(Stored data)
PR #792, opened 2021-12-23
Add support for string-format-like sytax for shell task

palchicz:
# TL;DR
Use pythonic string formatting like syntax for shell task variable interpolation. This allows using nested input types
such as dataclasses.

## Type
 - [ ] Bug Fix
 - [x] Feature
 - [ ] Plugin

## Are all requirements met?

 - [x] Code completed
 - [ ] Smoke tested
 - [x] Unit tests added

## Complete description

This commit adds string-formatting like syntax (ie `"{x}".format(x=17)` for
shell_tasks. This supports using nested types for script inputs, such
as data classes. This change was motivated by the desire to combine
shell_tasks that have multiple inputs with map_tasks which only support
tasks with a single input.

This commit modifies the previous behavior of throwing an error when there
are unused input arguments. It also breaks with the convention of using the `.input` and `.output` prefixes for template
variable names. Finally, as a consequence of dropping the `input` `output` prefixes, it also makes it a value error to use the same variable name as both an input and output


tests/flytekit/unit/extras/tasks/test_shell.py
```diff
@@ -99,62 +140,144 @@ def test_input_output_substitution_files():
...
-        cat {{ .inputs.f }} >> {{ .outputs.y }}
-        echo "Hello World {{ .inputs.y }} on  {{ .inputs.j }}"
-        """
+@pytest.mark.parametrize(
+    "template_style,script,output_location",
+    [
+        (
+            "default",
+            """
+            cat {{ .inputs.f }} >> {{ .outputs.z }}
```
palchicz, line 149: example where I had to change the output variable `y` since it was the same as in the input. Did this for ease of implementation in this POC

tests/flytekit/unit/extras/tasks/test_shell.py
```diff
@@ -99,62 +140,144 @@ def test_input_output_substitution_files():
...
+            OutputLocation(var="z", var_type=FlyteFile, location=output_location_z),
         ],
     )
 
-    with pytest.raises(ValueError):
+    with pytest.raises(ValueError, match="missing"):
         t(f=test_csv, y=testdata, j=datetime.datetime(2021, 11, 10, 12, 15, 0))
 
 
+def test_can_use_complex_types_for_inputs_to_f_string_template():
```
palchicz, line 259: main goodness. You can use nested inputs

kumare3:
@palchicz this is so much better than what I did. And this allows one to leverage the entire power of python. I think my assumption to make the variable templates look similar to how we do it in the backend is ill-advised. This is fantastic and would love to productionize this.

cc @samhita-alla / @eapolinario. 
@samhita-alla we should wait on your BLAST PR as this is better

flytekit/extras/tasks/shell.py
```diff
@@ -80,18 +59,81 @@ def _dummy_task_func():
...
+        def format_field(self, value, format_spec):
+            if isinstance(value, FlyteFile):
+                value.download()
+                return value.path
+            if isinstance(value, FlyteDirectory):
+                value.download()
+                return value.path
+            if isinstance(value, datetime.datetime):
+                return value.isoformat()
+            return super().format_field(value, format_spec)
```
samhita-alla, line 113: Can we not call `stringify()` because the function definition looks the same?

flytekit/extras/tasks/shell.py
```diff
@@ -80,18 +59,81 @@ def _dummy_task_func():
...
+
+    def interpolate(self, tmpl: str, inputs=None, outputs=None) -> str:
+        inputs = inputs or {}
+        outputs = outputs or {}
+        consolidated_args = collections.ChainMap(inputs, outputs)
```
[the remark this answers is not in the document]
palchicz: added an error check for this case

flytekit/extras/tasks/shell.py
palchicz: great question! After discussing with @kumare3 out-of-band, he suggested I get rid of the Regex based way of doing this entirely, so the stringify logic is no longer needed in two places (here and in the Regex based Interpolizer that showed up a few commits ago).  We _could_ delegate out to the stringify function within here, but since this logic is now only used in one place I think it's probably OK to just inline it here.

tests/flytekit/unit/extras/tasks/test_shell.py
```diff
@@ -100,70 +100,104 @@ def test_input_output_substitution_files():
...
-    with pytest.raises(ValueError):
+    with pytest.raises(ValueError, match="Variables {'y'} in Query"):
         t(f=test_csv, y=testdata, j=datetime.datetime(2021, 11, 10, 12, 15, 0))
 
 
+def test_can_use_complex_types_for_inputs_to_f_string_template():
+    @dataclass_json
+    @dataclass
+    class InputArgs:
+        in_file: CSVFile
```
kumare3, line 175: interesting, since this is using Flytefile, it will be automatically downloaded too?

kumare3:
This looks really cool, can you fix the build please?

wild-endeavor (approved):

kumare3:
The error has been fixed in master - this change is orthogonal. +1 and merging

### WHAT TO WORK ON
Write all the data out again, exactly.

### OUTPUT
PR #792, opened 2021-12-23
Add support for string-format-like sytax for shell task

palchicz:
# TL;DR
Use pythonic string formatting like syntax for shell task variable interpolation. This allows using nested input types
such as dataclasses.

## Type
 - [ ] Bug Fix
 - [x] Feature
 - [ ] Plugin

## Are all requirements met?

 - [x] Code completed
 - [ ] Smoke tested
 - [x] Unit tests added

## Complete description

This commit adds string-formatting like syntax (ie `"{x}".format(x=17)` for
shell_tasks. This supports using nested types for script inputs, such
as data classes. This change was motivated by the desire to combine
shell_tasks that have multiple inputs with map_tasks which only support
tasks with a single input.

This commit modifies the previous behavior of throwing an error when there
are unused input arguments. It also breaks with the convention of using the `.input` and `.output` prefixes for template
variable names. Finally, as a consequence of dropping the `input` `output` prefixes, it also makes it a value error to use the same variable name as both an input and output


tests/flytekit/unit/extras/tasks/test_shell.py
```diff
@@ -99,62 +140,144 @@ def test_input_output_substitution_files():
...
-        cat {{ .inputs.f }} >> {{ .outputs.y }}
-        echo "Hello World {{ .inputs.y }} on  {{ .inputs.j }}"
-        """
+@pytest.mark.parametrize(
+    "template_style,script,output_location",
+    [
+        (
+            "default",
+            """
+            cat {{ .inputs.f }} >> {{ .outputs.z }}
```
palchicz, line 149: example where I had to change the output variable `y` since it was the same as in the input. Did this for ease of implementation in this POC

tests/flytekit/unit/extras/tasks/test_shell.py
```diff
@@ -99,62 +140,144 @@ def test_input_output_substitution_files():
...
+            OutputLocation(var="z", var_type=FlyteFile, location=output_location_z),
         ],
     )
 
-    with pytest.raises(ValueError):
+    with pytest.raises(ValueError, match="missing"):
         t(f=test_csv, y=testdata, j=datetime.datetime(2021, 11, 10, 12, 15, 0))
 
 
+def test_can_use_complex_types_for_inputs_to_f_string_template():
```
palchicz, line 259: main goodness. You can use nested inputs

kumare3:
@palchicz this is so much better than what I did. And this allows one to leverage the entire power of python. I think my assumption to make the variable templates look similar to how we do it in the backend is ill-advised. This is fantastic and would love to productionize this.

cc @samhita-alla / @eapolinario. 
@samhita-alla we should wait on your BLAST PR as this is better

flytekit/extras/tasks/shell.py
```diff
@@ -80,18 +59,81 @@ def _dummy_task_func():
...
+        def format_field(self, value, format_spec):
+            if isinstance(value, FlyteFile):
+                value.download()
+                return value.path
+            if isinstance(value, FlyteDirectory):
+                value.download()
+                return value.path
+            if isinstance(value, datetime.datetime):
+                return value.isoformat()
+            return super().format_field(value, format_spec)
```
samhita-alla, line 113: Can we not call `stringify()` because the function definition looks the same?

flytekit/extras/tasks/shell.py
```diff
@@ -80,18 +59,81 @@ def _dummy_task_func():
...
+
+    def interpolate(self, tmpl: str, inputs=None, outputs=None) -> str:
+        inputs = inputs or {}
+        outputs = outputs or {}
+        consolidated_args = collections.ChainMap(inputs, outputs)
```
[the remark this answers is not in the document]
palchicz: added an error check for this case

flytekit/extras/tasks/shell.py
palchicz: great question! After discussing with @kumare3 out-of-band, he suggested I get rid of the Regex based way of doing this entirely, so the stringify logic is no longer needed in two places (here and in the Regex based Interpolizer that showed up a few commits ago).  We _could_ delegate out to the stringify function within here, but since this logic is now only used in one place I think it's probably OK to just inline it here.

tests/flytekit/unit/extras/tasks/test_shell.py
```diff
@@ -100,70 +100,104 @@ def test_input_output_substitution_files():
...
-    with pytest.raises(ValueError):
+    with pytest.raises(ValueError, match="Variables {'y'} in Query"):
         t(f=test_csv, y=testdata, j=datetime.datetime(2021, 11, 10, 12, 15, 0))
 
 
+def test_can_use_complex_types_for_inputs_to_f_string_template():
+    @dataclass_json
+    @dataclass
+    class InputArgs:
+        in_file: CSVFile
```
kumare3, line 175: interesting, since this is using Flytefile, it will be automatically downloaded too?

kumare3:
This looks really cool, can you fix the build please?

wild-endeavor (approved):

kumare3:
The error has been fixed in master - this change is orthogonal. +1 and merging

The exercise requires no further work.